State board exempts Folgers from paying taxes to New Orleans schools
A state board has overturned the decisions of three New Orleans taxing authorities that sought to collect millions in property taxes from Folgers Coffee Co. Wednesday’s vote from the Louisiana Board of Commerce and Industry, composed of business group representatives and governor’s appointees, is the latest development in a saga that has spanned more than two years.
Folgers had filed six applications for the state’s Industrial Tax Exemption Program (ITEP) for upgrades it completed at its Chef Menteur Highway and Old Gentilly Road plants. The company sought tax breaks covering an entire decade on top of the roughly $121 million in exemptions it had already received from 2000 to 2017.
Local residents and advocacy groups lobbied heavily against the tax breaks until all three local taxing bodies — the New Orleans City Council, Orleans Parish Sheriff’s Office and Orleans Parish School Board — denied all six of Folgers’ applications.

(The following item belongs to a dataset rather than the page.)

PR #474, opened 2020-07-09
Create an API-ready case interface in BulkCaseForm to facilitate forthcoming validation

axmb:
Primarily need to define a type in the component to hold case data such that we can cleanly construct each case once, and reuse the object for validation and eventual submission. Cutting this as a separate PR so that the eventual surfacing of validation errors isn't too massive/dense.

New Orleans officials then sent Folgers a $5.1 million bill for the unpaid back and current taxes. In response, Folgers filed a lawsuit and successfully convinced a judge to halt the tax bill and allow the company to appeal to the Board of Commerce and Industry for a new decision on its ITEP applications.
In a split decision, the board approved all six of Folgers’ exemptions for school board taxes and two of its exemptions for the city taxes.
Together Louisiana, one of the advocacy groups that has opposed Folgers’ ITEP applications, released a statement saying the decision to single out New Orleans public schools for punishment was “particularly arbitrary and cruel.”
“A majority of this unelected Board, however, think they know better about the interests of our community than its elected representatives. They don’t,” Together Louisiana said. “We will not achieve our true potential as a state until the Board of Commerce and Industry stops giving away millions in taxpayer dollars without the consent of local communities. It’s corporate welfare at its least accountable, and it should stop.”
One board member who spoke out against the decision, Louisiana Economic Development (LED) Secretary Don Pierson, warned his fellow board members about wrestling taxation power away from local governments.
“We can’t micromanage into 64 parishes,” Pierson said.
Wednesday’s decision is not the final stop. Gov. John Bel Edwards has to sign off on the commerce board’s decision, and his spokesperson Eric Holl said the applications will still need to go through LED before the governor receives them.
The J.M. Smucker Co., the parent company of Folgers, thanked the board in an email to the Illuminator.
“We appreciate the Louisiana Board of Commerce and Industry for hearing our appeal and its consideration of this matter,” a company spokesperson said. “As we have throughout this process, our focus remains on delivering for the consumers who count on our brands and supporting the local community we are so proud to be part of.”